Most widespread are word-processor and other office-document formats. When this material was compiled, two of these formats were more or less reliably documented in international standards, namely the Open Document Format, and the Office Open XML File Format. For other word-processor formats, there is rarely any technical documentation. It is often possible for technical people of sufficient skill and patience to reverse engineer a format, if well understood sample documents in the format are available for examination. In such efforts, partial success is often attainable; perfect success is a theoretical possibility.
A second widely used application format is defined for the display of documents on the World Wide Web. In addition to the resources listed below, the W3C has published a number of ancillary documents related to HTML; see the W3C Technical Reports page.
XHTML™ 1.0 : World Wide Web Consortium (W3C).
HTML 5 : World Wide Web Consortium (W3C).
SGML, XML, and their Applications :
Less widely used than word-processor formats or HTML, but perhaps more popular among digitization projects concerned with data longevity and reuse, are document formats designed for the software-independent representation of documents. These are of particular interest and importance for data curators because they seek, by design, to make the documents represented independent of any single piece of software. They thus avoid the single most common cause of format obsolescence, which is discontinuation of the software supporting the format. The desire for software independence also forces the designers of such formats to document the meaning of the format somewhat more carefully and completely than is usual among creators of software-specific formats.
While in theory there is no end to the methods that might be used to define document formats in a software-independent way, in practice almost all recent efforts in this direction have used SGML or XML.
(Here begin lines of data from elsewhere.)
PR #2506, opened 2019-09-20
Add documentation for go_doc_popup_window

ian-howell:


bhcleek:
Thank you for adding to the docs. CI failed for two reasons, only one of which is legitimate: the help linter we use doesn't know about the popup tag (perhaps because it runs using Vim 8.0, and popup wasn't introduced until 8.1). I don't see a good way to change the linter to ignore that tag 🤔 

Can you remove the popup tag and also change the `let g:go_doc_popup_window = 1` to `let g:go_doc_popup_window = 0`, because vim-go's help documents the default values of config items.

ian-howell:
I botched some git stuff while fixing this, so ignore any stray travis builds. The changes you requested have been implemented.

bhcleek:
Thank you for the contribution

PR #2512, opened 2019-09-25
Use `minimal` style for GoDoc popup windows in Neovim

delphinus:
This patch uses “minimal” style for floating windows to introduce more readability on `:GoDoc`.

See [:h nvim_open_win()](https://neovim.io/doc/user/api.html#nvim_open_win()).
See https://github.com/fatih/vim-go/pull/2451#discussion_r321139543

### DIFF
--- a/autoload/go/doc.vim
+++ b/autoload/go/doc.vim
@@ -111,9 +111,10 @@ function! s:GodocView(newposition, position, content) abort
             \ 'col': 0,
             \ 'width': width,
             \ 'height': height,
+            \ 'style': 'minimal',
             \ }
       call nvim_open_win(buf, v:true, opts)
-      setlocal nonumber norelativenumber nomodified nomodifiable filetype=godoc
+      setlocal nomodified nomodifiable filetype=godoc
 
       " close easily with CR, Esc and q
       noremap <buffer> <silent> <CR> :<C-U>close<CR>


bhcleek:
It sounds like `style` was introduced sometime after `nvim_open_win`. If that's the case, then this won't work for all the versions of Neovim that vim-go users may be running.

delphinus:
@bhcleek Neovim v0.4.0 introduced `style: minimal` at the same time as `nvim_open_win()` itself ([link to v0.4.0 code][link]). The code in #2451 was written before developers in Neovim decided the final spec of `nvim_open_win()`.

So when they come across errors for this PR, it means they are using development versions of Neovim. We should write the code for the released spec, not for its development version, I think.

[link]: https://github.com/neovim/neovim/blob/v0.4.0/src/nvim/api/vim.c#L1072-L1081

bhcleek:
Thanks for the clarification on the timing of the introduction of `minimal` and `nvim_open_win`.  It sound like it makes `setlocal nonumber norelativenumber` redundant, though. Am I reading that right?

delphinus:
Yes. In addition to them, `style: minimal` has more meanings. (I noticed this I saw the chars by `set list`.)

```vim
                              •  `style` : Configure the appearance of the window.
                                Currently only takes one non-empty value:
                                • "minimal" Nvim will display the window with
                                  many UI options disabled. This is useful
                                  when displaying a temporary float where the
                                  text should not be edited. Disables
                                  'number', 'relativenumber', 'cursorline',
                                  'cursorcolumn', 'foldcolumn', 'spell' and
                                  'list' options. 'signcolumn' is changed to
                                  `auto` . The end-of-buffer region is hidden
                                  by setting `eob` flag of 'fillchars' to a
                                  space char, and clearing the |EndOfBuffer|
                                  region in 'winhighlight'.
```

bhcleek:
In that case, can you remove the additions to the `setlocal` line that you added?

delphinus:
I myself did not add it. `setlocal nomodified nomodifiable` derives from #2451.

These two settings are effective even with `style: minimal` and are not necessary. But they are useful to avoid unintended behaviors, don't you think?

bhcleek:
Weird. It's showing up as an addition in this PR. 🤷‍♂ oh well. I'll merge this soon.

PR #2521, opened 2019-09-28
wrap SetEnv's undo in try/catch

bhcleek:


bhcleek:
closing in favor of two PRs thats split this work into the two concerns addressed here.

PR #2546, opened 2019-10-21
Escape backslashes

mattn:
Completion of `:GoImport` does not work since the path is not escaped.

### DIFF
--- a/autoload/go/package.vim
+++ b/autoload/go/package.vim
@@ -283,7 +283,7 @@ function! go#package#Complete(ArgLead, CmdLine, CursorPos) abort
         endif
 
         if dir !=# path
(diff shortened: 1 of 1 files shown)


bhcleek:
I'm having a hard time find a failure mode for the current implementation. How can I duplicate the problem that this PR solves?

mattn:
As far as I walked issues, there are no filed issues will be fixed by this PR.

bhcleek:
Have you seen a problem in the wild? I'm trying to figure out how to duplicate the problem that this would fix 🤔

bhcleek:
@mattn Is this trying to solve a problem on Windows?

Is `'\\'` necessary or can it be shortened to `'\'`?

PR #1, opened 2021-07-22
SCIENCE-1642: Develop Lambda job to trigger Glue workflow

philerooski:
https://sagebionetworks.jira.com/browse/SCIENCE-1642


philerooski:
The initial commit takes care of the meat of the implementation. There are still a few unknowns, such as how the SNS message will be formatted and whether there are any additional run properties which we would like to pass to the workflow.

philerooski:
At some point this was merged into main (with some changes)

PR #3, opened 2021-09-14
[ETL-33/55] Ready BridgeDownstream for infra development

tthyer:
This PR does some of the usual things we want to do when we're bootstrapping a repository for infrastructure development.

1. Creates a pipenv environment file (Pipfile) which will be used both in local development and for CICD.
2. Sets up sceptre structure and begins sceptre configuration for the deployment of AWS Cloudformation stacks.
3. Creates a "development bucket" template. For our development process, we'll use this bucket to stand in for Bridge's bucket where raw data will be dropped. This bucket is being deployed in both the develop and prod accounts; it doesn't belong in prod but it allowed me to put something in there so sceptre doesn't fail the deployment because sceptre's funny that way.
4. Creates a deployment workflow for CICD. This relies on Environment secrets defined in this github repo's settings and a matrix strategy which takes the environments into account. This is a new pattern at Sage and may be of interest to @BrunoGrandePhD and @zaro0508.

Also, a python-flavored .gitignore file has been added. I will add a CODEOWNERS file after discussing what are appropriate teams for IBC-DPE with @thomasyu888.


README.md
```diff
@@ -1 +1 @@
-# spark-mhealth-demo
\ No newline at end of file
+# spark-mhealth-demo
```
tthyer, line 1: Some files are getting touched by pre-commit  -- usually to edit white space or number of lines at end of file.

templates/development-bucket.yaml
```diff
@@ -0,0 +1,101 @@
...
+
+  BucketName:
+    Value: !Ref Bucket
+    Export:
+      Name: !Sub '${AWS::Region}-${AWS::StackName}-BucketName'
+
+  BucketArn:
+    Value: !GetAtt Bucket.Arn
+    Export:
+      Name: !Sub '${AWS::Region}-${AWS::StackName}-BucketArn'
```
tthyer, line 101: This is a _draft_ of the bucket we'll need. It may be complete, or not. We'll tweak this as we go -- it is a development bucket and does not need to be perfect now.

.github/workflows/aws-deploy.yaml
```diff
@@ -0,0 +1,70 @@
...
+      matrix:
+        job-environment:
+          - develop
+          - prod
+        include:
+          - job-environment: develop
+            sceptre-environment: develop
+          - job-environment: prod
+            sceptre-environment: prod
+    environment: ${{ matrix.job-environment }}
```
tthyer, line 29: Lines 19-29 here are a new pattern; I introduced this to reduce duplication when deploying to more than one environment (as we currently have in Sage-Bionetworks-Workflows/aws-workflows-nextflow-infra repo). This depends upon there being a "develop" and a "prod" Environment in the settings for this github repo, containing some environment-specific secrets.

I chose to keep "job-environment" and "sceptre-environment" separate for a couple reasons: first, they're actually different, that is github vs sceptre concepts, and so can diverge. If we conflate them now and someone decides the sceptre "develop" folder should really be called "dev", that will break the CICD. Second, I was testing out defining additional variables in matrix includes. That said I could definitely be convinced to use the following instead:
```
strategy:
  matrix:
    environment:
      - develop
      - prod
```

.github/workflows/aws-deploy.yaml
```diff
@@ -0,0 +1,70 @@
...
+on: push
+
+jobs:
+  pre-commit:
+    name: Run pre-commit hooks against all files
+    runs-on: ubuntu-latest
+    steps:
+      - uses: actions/checkout@v2
+      - uses: actions/setup-python@v2
+      - uses: pre-commit/action@v2.0.2
```
tthyer, line 12: This would benefit form the creation of one of the new composite actions.

BrunoGrandePhD (approved):
I'm approving this new direction for our infra CI workflows. 🚀

philerooski (approved):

There are a very large number of XML-based vocabularies; the single most useful source of information about them, and more generally about XML and related technologies, is The Cover Pages, compiled by Robin Cover and currently hosted by the Organization for the Advancement of Structured Information Standards, OASIS.
The Cover Pages : Robin Cover, ed.
JATS: Journal Article Tag Suite : NISO: National Information Standards Organization.
DocBook.org : Norman Walsh, ed.
TEI P5 : Lou Burnard and Syd Bauman, eds.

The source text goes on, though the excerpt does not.